Experiment Tool for Hyper Parameter Searches
- Python 3.6
You can install the package directly from GitHub using pip:
pip install git+https://github.com/titus-leistner/xptl.git
To define your command line arguments, create one or several ini-files. Here is an example:
# inis/config1.ini
[meta]
execute=no
[training]
learning_rate=0.01
batch_size=128
The batch_size
is defined in our "parent" ini-file, therefore it is the same for all experiments in this example.

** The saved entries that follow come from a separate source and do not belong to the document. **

PR #1117, opened 2020-07-23
chore: upgrade dependencies, conformity to flake8 rules

sbor23:
Drop isort as explicit dependency, it's installed by flake8-isort.


sbor23:
I like to have as few pinned versions as necessary, otherwise we always get the automated PRs from upgrades which are not supported by the other package. But then again maintainers don't always do a good job pinning themselves so we end up with a borked install.

Goes both sides really.

sbor23:
I left the isort since it's also used as a standalone tool.

PR #1127, opened 2020-07-30
feat(workflow): add mutation and api function for canceling work items

### LINKED ISSUE #1119: Mutation for cancelling workitems
We need a mutation `cancelWorkItem`, otherwise we can't trigger that state manually

anehx:
Resolves #1119

### DIFF
--- a/caluma/caluma_workflow/api.py
+++ b/caluma/caluma_workflow/api.py
@@ -109,3 +109,24 @@ def cancel_case(case: models.Case, user: BaseUser) -> models.Case:
     domain_logic.CancelCaseLogic.post_cancel(case, user)
 
     return case
+
+
+def cancel_work_item(work_item: models.WorkItem, user: BaseUser) -> models.WorkItem:
+    """
+    Cancel a work item (just like `CancelWorkItem`).
+
+    >>> cancel_work_item(
+    ...     work_item=models.WorkItem.first(),
+    ...     user=AnonymousUser()
+    ... )
+    <WorkItem: WorkItem object (some-uuid)>
+    """
+    domain_logic.CancelWorkItemLogic.validate_for_cancel(work_item)
+
+    validated_data = domain_logic.CancelWorkItemLogic.pre_cancel({}, user)
+
+    update_model(models.WorkItem.objects.get(pk=work_item.pk), validated_data)
+
+    domain_logic.CancelWorkItemLogic.post_cancel(work_item, user)
+
+    return work_item
--- a/caluma/caluma_workflow/domain_logic.py
+++ b/caluma/caluma_workflow/domain_logic.py
@@ -266,3 +266,30 @@ class CancelCaseLogic:
         )
 
         return case
+
+
+class CancelWorkItemLogic:
+    @staticmethod
+    def validate_for_cancel(work_item):
+        if work_item.status != models.WorkItem.STATUS_READY:
+            raise ValidationError("Only READY work items can be cancelled")
+
+    @staticmethod
+    def pre_cancel(validated_data, user):
+        validated_data["status"] = models.WorkItem.STATUS_CANCELED
+        validated_data["closed_at"] = timezone.now()
+        validated_data["closed_by_user"] = user.username
+        validated_data["closed_by_group"] = user.group
+
+        return validated_data
+
+    @staticmethod
+    def post_cancel(work_item, user):
+        send_event(
+            events.cancelled_work_item,
+            sender="post_cancel_work_item",
+            work_item=work_item,
+            user=user,
+        )
+
+        return work_item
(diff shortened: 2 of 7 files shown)


caluma/caluma_workflow/serializers.py
```diff
@@ -297,6 +297,34 @@ class Meta:
...
 
 
+class CancelWorkItemSerializer(serializers.ModelSerializer):
+    id = serializers.GlobalIDField()
+
+    def validate(self, data):
+        try:
+            domain_logic.CancelWorkItemLogic.validate_for_cancel(self.instance)
+        except ValidationError as e:
+            raise exceptions.ValidationError(str(e))
```
open-dynaMIX, line 307: No need to catch the `ValidationError` and then raising the same Exception.

caluma/caluma_workflow/domain_logic.py
```diff
@@ -266,3 +266,32 @@ def post_cancel(case, user):
...
+            raise ValidationError("Only READY work items can be cancelled")
+
+    @staticmethod
+    def pre_cancel(validated_data, user):
+        validated_data["status"] = models.WorkItem.STATUS_CANCELED
+        validated_data["closed_at"] = timezone.now()
+        validated_data["closed_by_user"] = user.username
+        validated_data["closed_by_group"] = user.group
+
+        return validated_data
```
open-dynaMIX, line 284: This could be put into the `validate_for_cancel()` method. `pre_cancel()` should be used for logic that actually changes data or needs to run somewhere in the middle of the `update()`-method of the serializer.

caluma/caluma_workflow/domain_logic.py
```diff
@@ -266,3 +266,32 @@ def post_cancel(case, user):
...
+
+    @staticmethod
+    def post_cancel(work_item, user):
+        # TODO: reopen previous work item(s)?
```
open-dynaMIX, line 288: We should do this, right? Otherwise the `Case` would be stalled.

caluma/caluma_workflow/api.py
```diff
@@ -100,3 +100,24 @@ def cancel_case(case: models.Case, user: BaseUser) -> models.Case:
...
+    ...     work_item=models.WorkItem.first(),
+    ...     user=AnonymousUser()
+    ... )
+    <WorkItem: WorkItem object (some-uuid)>
+    """
+    domain_logic.CancelWorkItemLogic.validate_for_cancel(work_item)
+
+    validated_data = domain_logic.CancelWorkItemLogic.pre_cancel({}, user)
+
+    models.WorkItem.objects.filter(pk=work_item.pk).update(**validated_data)
```
open-dynaMIX, line 119: As described [here](https://django-simple-history.readthedocs.io/en/latest/common_issues.html#queryset-updates-with-history-updated-in-django-2-2), this doesn't work with `django-simple-history`. So you should iterate over the queryset.

caluma/caluma_workflow/domain_logic.py
open-dynaMIX: Or is the idea, that the client reopens the previous WorkItem?

caluma/caluma_workflow/serializers.py
anehx: It's not the same.. We catch the django exception and throw the proper exception from DRF.

This is the same in all other mutations that use the domain logic and AFAIR we already discussed this in detail..

caluma/caluma_workflow/domain_logic.py
anehx: This uses exactly the same patterns as the other functions which were already discussed enough. Please check the context of this file and reconsider.

anehx: Also, this obviously changes data :wink:

caluma/caluma_workflow/domain_logic.py
anehx: Right now we have no way to know what the previous work item is. I think for now the client needs to decide what happens to the workflow..

caluma/caluma_workflow/api.py
anehx: :astonished: We use this alot in this file. I'll open a PR to fix the existing usage of this..

caluma/caluma_workflow/serializers.py
open-dynaMIX: Ah, missed that. Nevermind.

caluma/caluma_workflow/domain_logic.py
anehx: As discussed: We'll leave this as it is. The `validate_for` methods are for validation only unlike the validation methods on the serializer which alter data..

caluma/caluma_workflow/api.py
anehx: Fixed!

PR #1128, opened 2020-07-30
fix(history): fix history by not using djangos update function

anehx:
Voilà!

https://github.com/projectcaluma/caluma/pull/1127#discussion_r462837424

### DIFF
--- a/caluma/caluma_workflow/api.py
+++ b/caluma/caluma_workflow/api.py
@@ -1,9 +1,18 @@
 from typing import Optional
 
+from django.db.models import Model
+
 from caluma.caluma_form.models import Form
 from caluma.caluma_user.models import BaseUser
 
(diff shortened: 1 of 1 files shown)


caluma/caluma_workflow/api.py
```diff
@@ -1,11 +1,20 @@
...
 from caluma.caluma_user.models import BaseUser
 
 from . import domain_logic, models
 
 
+def update_model(model: Model, data: dict) -> Model:
+    for key, value in data.items():
+        setattr(model, key, value)
+
+    model.save()
```
open-dynaMIX, line 15: We could also add this as a method to the `BaseModel`:

```python
def update(self, data):
    for key, value in data.items():
        setattr(self, key, value)
    self.save()
```

PR #1129, opened 2020-07-30
Dynamic groups context

sbor23:


caluma/caluma_workflow/tests/test_case.py
```diff
@@ -89,16 +94,18 @@ def test_start_case(
     inp = {"input": {"workflow": workflow.slug, "form": form.slug}}
 
     if mutation == "saveCase":
+        inp["context"] = (json.dumps({"additional_data": "foo"}),)
```
winged, line 97: Why is this a 1-tuple?

sbor23: Ooops that was overlooked.

sbor23:
> I like where this is going! Much better than the previous attempt to directly extend the result that the JEXL evaluation returned.
> 
> However I feel like we should do a few things more, while we still can:
> 
>     * rename `context` to `_context` to give a hint to clients that this field does not, in fact, map to the database. And make this explicit in the docs as well
Not sure if this is a common pattern in GraphQL but seems sane to me.
However my experiment showed that the graphene turns this into a camel-cased `Context` and I'm not sure how to prevent that.
So I'm leaving this as `context`.

>     * Allow passing this on all mutations (and possibly even queries, but this can be added later) - this could also help in cases where we need to pass in data to visibility and permission layers for example, where we used to mess with HTTP headers in the past
I'd like to refrain from that, as long as we don't pass the context around to the relevant places.

>     * Extend the docs with a concrete example
Done.

docs/extending.md
```diff
@@ -289,14 +291,34 @@ from caluma.caluma_workflow.dynamic_groups import (
...
+    @register_dynamic_group("legal_dept")
+    def resolve_legal_dept(self, task, case, user, prev_work_item, _context):
+        # _context might contain additional filters...
+        legal_depts = find_legal_dept(case, coast=_context.get("coast"))
+
+        # ... or plain groups to include
+        return legal_depts + _context.get("additional_groups", [])
+```
+
+Now if the `_context` looks like `{"coast": "west", "additional_groups": ["board", "administration"]}`, the resulting groups are `["legal-dept-san-francisco", "legal-dept-seattle", "board", "administration"]`.
```
winged, line 319: I like the example! However here's some leftover underscore

docs/extending.md
```diff
@@ -289,14 +291,34 @@ from caluma.caluma_workflow.dynamic_groups import (
...
+Use it for passing additional info and implement logic on it, for example run-time dependent `"addressed_groups"` that should be added to newly generated `WorkItems`.
+
+
+We can extend our example above:
+
+```python
+class CustomDynamicGroups(BaseDynamicGroups):
+    @register_dynamic_group("legal_dept")
+    def resolve_legal_dept(self, task, case, user, prev_work_item, _context):
+        # _context might contain additional filters...
```
winged, line 312: I'm not sure this comment wouldn't introduce more confusion, as filters may be confused with the *actual* filters.

```suggestion
        # `context` may contain arbitrary data from the client to affect behaviour here
```

sbor23: Thanks for the suggestion!

docs/extending.md
sbor23: Done

PR #1130, opened 2020-07-30
feat(workflow): save the previous work item on the model

anehx:
Making this information persistent enables us to reconstruct the exact
course of the workflow. This might be helpful in the future if we want
to implement a rollback or similar functionality.


anehx:
@winged Fair enough, I updated the commit description..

However, we want to try two different loss functions. We therefore create two additional files:
# inis/config2.ini
[meta]
parent=config1.ini
prefix=L1 Experiment
[training]
loss=L1
and
# inis/config3.ini
[meta]
parent=config1.ini
prefix=MSE Experiment
[training]
loss=MSE
learning_rate=0.0001
Note, that we include parent=config1.ini
to inherit all arguments from our first file.

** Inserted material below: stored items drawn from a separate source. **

PR #1131, opened 2020-07-31
fix(tests): fix flakiness by sorting the list during snapshotting

sbor23:
Fixes flakiness like found here:
https://travis-ci.com/github/projectcaluma/caluma/jobs/366493032

### DIFF
--- a/caluma/caluma_workflow/tests/test_workflow.py
+++ b/caluma/caluma_workflow/tests/test_workflow.py
@@ -1,7 +1,8 @@
 import pytest
 from graphql_relay import to_global_id
 
-from ...caluma_core.tests import extract_serializer_input_fields
+from caluma.caluma_core.tests import extract_serializer_input_fields
+
 from .. import models, serializers
 
 
@@ -113,7 +114,7 @@ def test_add_workflow_flow(
     workflow,
     workflow_start_tasks_factory,
     task,
-    snapshot,
+    sorted_snapshot,
     success,
     next,
     admin_schema_executor,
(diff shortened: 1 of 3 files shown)


caluma/conftest.py
```diff
@@ -282,3 +282,12 @@ def factory(use_table=False, use_subform=False):
         return (form, document, questions, answers)
 
     return factory
+
+
+def sorted_snapshot(name, key):
```
winged, line 287: Nice! But couldn't you make this into a "proper" fixture that uses the `snapshot`, so we won't have to call it with an explicit matcher param? Could be interesting. Also this seems rather specific (handles `tasks` as a special case) so probably shouldn't be in the top-level conftest

sbor23: Ahh returning a `snapshot` instance is even nicer!

But I made it reusable because this problem probably shows up in other places as well.

sbor23: Made it a fixture that accepts a name (eg. `"tasks"`) and a `key` passed to the `sorted` builtin function (eg. `lambda x: x["slug"])

caluma/caluma_workflow/tests/test_workflow.py
```diff
@@ -157,7 +158,7 @@ def test_add_workflow_flow(
     )
     assert not bool(result.errors) == success
     if success:
-        snapshot.assert_match(result.data)
+        result.data == sorted_snapshot("tasks", lambda el: el["slug"])
```
winged, line 161: missing `assert`

sbor23: Done

PR #1133, opened 2020-08-03
feat(workflow): add support for dynamic tasks

anehx:
Please start your review by reading the documentation part :)


caluma/caluma_workflow/domain_logic.py
```diff
@@ -127,7 +126,13 @@ def post_complete(work_item, user, context=None):
...
         ).first()
 
-        if flow:
+        next_tasks = models.Task.objects.filter(
+            pk__in=utils.get_jexl_tasks(
+                flow.next if flow else None, work_item.case, user, work_item, context
+            )
+        )
+
+        if next_tasks.count():
```
open-dynaMIX, line 135:
```suggestion
        if next_tasks.exists():
```

caluma/caluma_workflow/jexl.py
```diff
@@ -17,11 +37,21 @@ def visit_Transform(self, transform):
...
+
+        if transform.name == "tasks":
+            if not isinstance(value, list):
+                yield f"`{value}` is not a valid list of tasks."
+            else:
+                for slug in value:
+                    if not task_exists(slug):
+                        yield f"The task `{slug}` does not exist or is not registered as dynamic task"
+
+        if transform.name == "task":
```
open-dynaMIX, line 50:
```suggestion
        elif transform.name == "task":
```

caluma/caluma_workflow/dynamic_tasks.py
```diff
@@ -0,0 +1,34 @@
...
+        @wraps(fn)
+        def wrapped(self, *args, **kwargs):
+            return fn(self, *args, **kwargs)
+
+        return wrapped
+
+    return wrapper
+
+
+class BaseDynamicTasks:
```
open-dynaMIX, line 19: Please add a docstring with an example, as we have it for the other extension base classes.

caluma/caluma_workflow/tests/test_work_item.py
```diff
@@ -499,7 +499,7 @@ def test_complete_work_item_with_next_multiple_instance_task(
         is_multiple_instance=True, address_groups=["group1", "group2", "group3"]
     )
     task_flow = task_flow_factory(task=task, workflow=workflow)
-    task_flow.flow.next = f"['{task_next.slug}']|task"
+    task_flow.flow.next = f"['{task_next.slug}']|tasks"
```
open-dynaMIX, line 502: Does this indicate a breaking change? Maybe it's too early in the morning, but to my understanding, this should never have worked :thinking:

anehx: This task flow couldn't exist since we validate this on creation. The test was wrong and it shouldn't have worked. However, since it would have failed in the validation, I don't recognize this as breaking..

caluma/caluma_workflow/dynamic_tasks.py
anehx: Fair, will do. I copied this from the dynamic groups where it's also missing so it might be clever to add a comment there as well

caluma/caluma_workflow/tests/test_work_item.py
open-dynaMIX: Thanks for clarifying.

caluma/caluma_workflow/jexl.py
```diff
@@ -17,11 +37,21 @@ def visit_Transform(self, transform):
...
 class TaskValidatingAnalyzer(ValidatingAnalyzer):
     def visit_Transform(self, transform):
-        if transform.name == "tasks" and not isinstance(transform.subject.value, list):
-            yield f"{transform.subject.value} is not a valid list of tasks."
-
-        if transform.name == "task" and not isinstance(transform.subject.value, str):
-            yield f"{transform.subject.value} is not a valid task slug."
+        value = parse_literal(transform.subject.value)
+
+        if transform.name == "tasks":
```
winged, line 42: I think the validation should be moved to the transform methods themselves, not in the generic visit method

caluma/caluma_workflow/jexl.py
```diff
@@ -123,10 +153,23 @@ def _get_dynamic_group(
...
+        self, case=None, user=None, prev_work_item=None, dynamic_context=None, **kwargs
+    ):
         super().__init__(**kwargs)
-        self.add_transform("task", lambda spec: spec)
-        self.add_transform("tasks", lambda spec: spec)
+
+        self.add_transform(
+            "task",
+            lambda slug: self.task_transform(
+                slug, case, user, prev_work_item, dynamic_context
```
winged, line 164: Instead of (ab)using closures here, I'd prefer going the OO path and putting the `__init__()` parameters into instance properties (`self.case = case; self.user = user` etc). Then the `add_transform()` won't need a lambda expression anymore:
```python
self.add_transform("task", self.task_transform)
```
which in my opinion is a lot easier to debug and understand

caluma/caluma_workflow/jexl.py
```diff
@@ -145,3 +188,48 @@ def extract_tasks(self, expr):
...
+        )
+
+    def task_transform(self, task_name, case, user, prev_work_item, dynamic_context):
+        all_tasks = self.tasks_transform(
+            [task_name], case, user, prev_work_item, dynamic_context
+        )
+
+        if len(all_tasks) > 1:
+            raise ValidationError(
+                f"The dynamic task `{task_name}` used by the `task` transform should not return more than one task -- it returned {len(all_tasks)}"
```
winged, line 208: Long line - should be split for readability/pep8:
```suggestion
                f"The dynamic task `{task_name}` used by the `task` transform should "
                f"not return more than one task -- it returned {len(all_tasks)}"
```

docs/extending.md
```diff
@@ -318,6 +317,45 @@ class CustomDynamicGroups(BaseDynamicGroups):
...
+from caluma.caluma_workflow.dynamic_tasks import (
+    BaseDynamicTasks,
+    register_dynamic_task,
+)
+
+
+class CustomDynamicTasks(BaseDynamicTasks):
+    @register_dynamic_task("audit-forms")
+    def resolve_audit_forms(self, case, user, prev_work_item, context):
+        needs_extra_audit = case.document.answers.filter(question_id="is-extra-complicated", value="is-extra-complicated-yes").exists()
```
winged, line 345:
```suggestion
        needs_extra_audit = case.document.answers.filter(
            question_id="is-extra-complicated",
            value="is-extra-complicated-yes"
        ).exists()
```

caluma/caluma_workflow/jexl.py
anehx: Could you give an example on how you'd imagine that? The transform method is for evaluation and should not include validation since we can't evaluate at the time we validate..

docs/extending.md
anehx: Black doesn't format python inside markdown snippets :-1: I'm used to prettier doing my formatting inside markdown files as well :wink:

caluma/caluma_workflow/jexl.py
winged: Yeh you're right - confused analyzer vs evaluation here.

caluma/caluma_workflow/jexl.py
anehx: Fixed

docs/extending.md
anehx: Fixed

caluma/caluma_workflow/jexl.py
anehx: Fixed

caluma/caluma_workflow/domain_logic.py
anehx: Fixed

caluma/caluma_workflow/dynamic_tasks.py
anehx: Done

anehx: I'll add the docstring for the dynamic groups in another PR

caluma/caluma_workflow/jexl.py
anehx: Good input, I changed it.

caluma/caluma_workflow/dynamic_tasks.py
anehx: #1138

caluma/caluma_workflow/jexl.py
anehx: Changed it for the groups transform as well: #1138

Issue #930, opened 2020-02-17
Deprecations


open-dynaMIX:
In this issue we collect deprecations for the next major version bump.

## Deprecations

 * [`userinfo` and `introspection` properties on `OIDCUser`](https://github.com/projectcaluma/caluma/blob/master/caluma/caluma_user/models.py#L20)
 * `slug` field on [`FormFilterSet`](https://github.com/projectcaluma/caluma/blob/master/caluma/caluma_form/filters.py#L33) and [`QuestionFilterSet`](https://github.com/projectcaluma/caluma/blob/master/caluma/caluma_form/filters.py#L77)
* [`StartCase` mutation](https://github.com/projectcaluma/caluma/blob/db44614f1e6c20e5fdbb383e14688ef45d04730f/caluma/caluma_workflow/schema.py#L242)
* [Old-style filters](https://github.com/projectcaluma/caluma/blob/master/docs/graphql.md#old-style-filtering-deprecated)

sbor23:
What's up with this, there have been multiple releases in the mean time.
I guess this should be updated regularly for each release but is outdated at the moment, right?

open-dynaMIX:
Only for major version bumps.

PR #1140, opened 2020-08-04
chore(deps): update graphene-django

sbor23:
Update to graphene-django 2.12.1 and fix connection field, schema.

fixes problem found in https://github.com/projectcaluma/caluma/pull/985

### DIFF
--- a/caluma/caluma_core/types.py
+++ b/caluma/caluma_core/types.py
@@ -65,10 +65,13 @@ class DjangoConnectionField(DjangoConnectionField):
     This can be removed, when (or better if)
     https://github.com/graphql-python/graphql-relay-py/issues/12
     is resolved.
+
+    TODO: properly implement max_limit, see
+    https://github.com/graphql-python/graphene-django/blob/b552dcac24364d3ef824f865ba419c74605942b2/graphene_django/fields.py#L133
     """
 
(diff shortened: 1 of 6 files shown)


winged:
LGTM, but note that this is a breaking change due to the schema changing types (`String` to `ID`; `[String]!` to `[String!]!`). Might wanna batch it and do it later when we have some other breaking changes as well (see #930 for example)

sbor23:
> LGTM, but note that this is a breaking change due to the schema changing types (`String` to `ID`; `[String]!` to `[String!]!`). Might wanna batch it and do it later when we have some other breaking changes as well (see #930 for example)

True. However I made the id input variable a `graphene.String()` to stay as close as possible to the existing schema.

winged:
> > LGTM, but note that this is a breaking change due to the schema changing types (`String` to `ID`; `[String]!` to `[String!]!`). Might wanna batch it and do it later when we have some other breaking changes as well (see #930 for example)
> 
> True. However I made the id input variable a `graphene.String()` to stay as close as possible to the existing schema.

It's still gonna break clients if they reference types

sbor23:
Closing in favor of https://github.com/projectcaluma/caluma/pull/1413 which incorporates these fixes.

Both children inherit the batch_size
, but define a different loss
parameter.
For the MSE loss we notice that our learning rate is way too high, we therefore override the inherited learning_rate
and try a lower number.
Now we can either execute one experiment by calling e.g. xptl inis/config3
or all experiments at once with xptl inis/
.
As our "parent" ini-file should not execute an experiment, we add execute=no
.
To run your experiments, use the following syntax:
xptl-schedule INPUT [BATCH_CMD] [JOB_FILE]

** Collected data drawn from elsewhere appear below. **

PR #1146, opened 2020-08-06
fix(workflow): enable context for skipping work items

anehx:
Skipping a work item causes the same side effects for the workflow as
completing it. Therefore it also needs the new context to function
properly.


sbor23:
Oops that one slipped through. Thanks!

PR #1159, opened 2020-08-14
fix(api): fix the return object of api methods

anehx:
The useless refetching of the models before updating them caused a
difference between the value in the DB and the return value since the
return value was not altered or refreshed from the DB.


sbor23:
Haha sorry I noticed this before and actually did a `work_item.refresh_from_db()` on our downstream project.
Forgot to upstream it. Thanks!

PR #1161, opened 2020-08-14
fix(test): import DjangoModelFactory from actual module path

sbor23:
For some reason this was never a problem, but now that we import the module in downstream project it's unable to import `DjangoModelFactory`.

I have several questions...


winged:
I'm wondering why this didn't blow up sooner... The change that caused it is from march: https://github.com/FactoryBoy/factory_boy/commit/a8da29e21b42544fe208b8f641836ca2f2b222c2#diff-dfa6f903347011a16e364051dcae1465

Issue #1156, opened 2020-08-13
RFC: Suspend / resume work items


anehx:
To handle use cases where a work item (_or even a case_) needs to be suspended and resumed at another point we need two new mutations / api methods:

`suspendWorkItem` / `suspend_work_item`

- Takes a work item as parameter and sets the status of said work item to `SUSPENDED`
- Requires the work item to have the status `READY`
- Fires an event `suspended_work_item`

`resumeWorkItem` / `resume_work_item`

- Takes a work item as parameter and sets the status of said work item to `READY`
- Requires the work item to have the status `SUSPENDED`
- Fires an event `resumed_work_item`

Those new methods would follow an official pattern of the standard we try to follow: http://www.workflowpatterns.com/patterns/resource/detour/wrp32.php

![](http://www.workflowpatterns.com/patterns/resource/images/fig2.png)

czosel:
:100: great idea!

The use-case in our project: If the case is "rejected" the rejection can be reverted afterwards. With this feature, we could suspend all open work items when the case is rejected, and

- resume all work items if the rejection is reverted
- cancel all work items when a new case is submitted that replaces the old one

fkm-adfinis:
Sounds good!

winged:
I like this! What I'd like to see is how this affects child cases of the suspended work item - do their work items get suspended as well? Should we mark those cases / work items somehow, or would we do this at query time to see if a parent work item is suspended?

anehx:
> I like this! What I'd like to see is how this affects child cases of the suspended work item - do their work items get suspended as well? Should we mark those cases / work items somehow, or would we do this at query time to see if a parent work item is suspended?

Very good point. This is an issue we should handle in general. Right now, canceling, skipping or completing a work item doesn't affect the child case at all..

anehx:
IMO we need to provide a way to cancel the whole case. If a work item with child case is processed we need to process the child case as well:

- Skipping a work item cancels the child case
- Canceling a work item cancels the child case as well
- Completing a work item only works if the child case is completed (?)

czosel:
> Completing a work item only works if the child case is completed (?)

This is already the case.

open-dynaMIX:
I really like the general idea!

I agree, that child cases need to be suspended too. But there's also question about resuming. I doubt, that it's always desirable to resume all child cases. Especially since we have no way to determine if a suspended child case was suspended on it's own, or as a part of suspending the parent case.

[...]

PR #1180, opened 2020-08-27
feat(workflow): add suspend/resume for work items

sbor23:
Addresses the base implementation of #1156


sbor23:
This is lacking suspend/resume case and recursion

INPUT is the path to your ini-file or a directory containing ini-files. BATCH_CMD is the command that queues a job for your scheduler. Default is sbatch
for SLURM. JOB_FILE is your job script. Default is job.sh
.
Using the script on our exemplary directory of ini-files runs the following commands:
sbatch -J L1_Experiment-training_learning_rate=0.01-training_batch_size=128-training_loss=L1 job.sh L1_Experiment-training_learning_rate=0.01-training_batch_size=128-training_loss=L1 --training_learning_rate=0.01 --training_batch_size=128 --training_loss=L1
sbatch -J MSE_Experiment-training_learning_rate=0.0001-training_batch_size=128-training_loss=MSE job.sh MSE_Experiment-training_learning_rate=0.0001-training_batch_size=128-training_loss=MSE --training_learning_rate=0.0001 --training_batch_size=128 --training_loss=MSE
The script generates a job name, either defined as name
in the [meta]
section, or containing all parameters without spaces. Optionally a prefix to this jobname can be defined as prefix
in the [meta]
section. The -J
argument passes this name to your scheduler.
It is also passed to your job script as a first argument followed by all other hyperparameters as additional arguments.
An exemplary job file could look like this:
#!/bin/bash
# Some parametes for the scheduler:
# SBATCH --time=120:00:00
# ...
# Create output directory for your experiment
mkdir output/$1
# Start your experiment passing all your parameters to a python script using $@
python experiment.py --output_dir=output/$@
echo exiting
exit 0
Note that in this example, the job name gets passed to the experiment as a path for output files in order to keep an organized structure.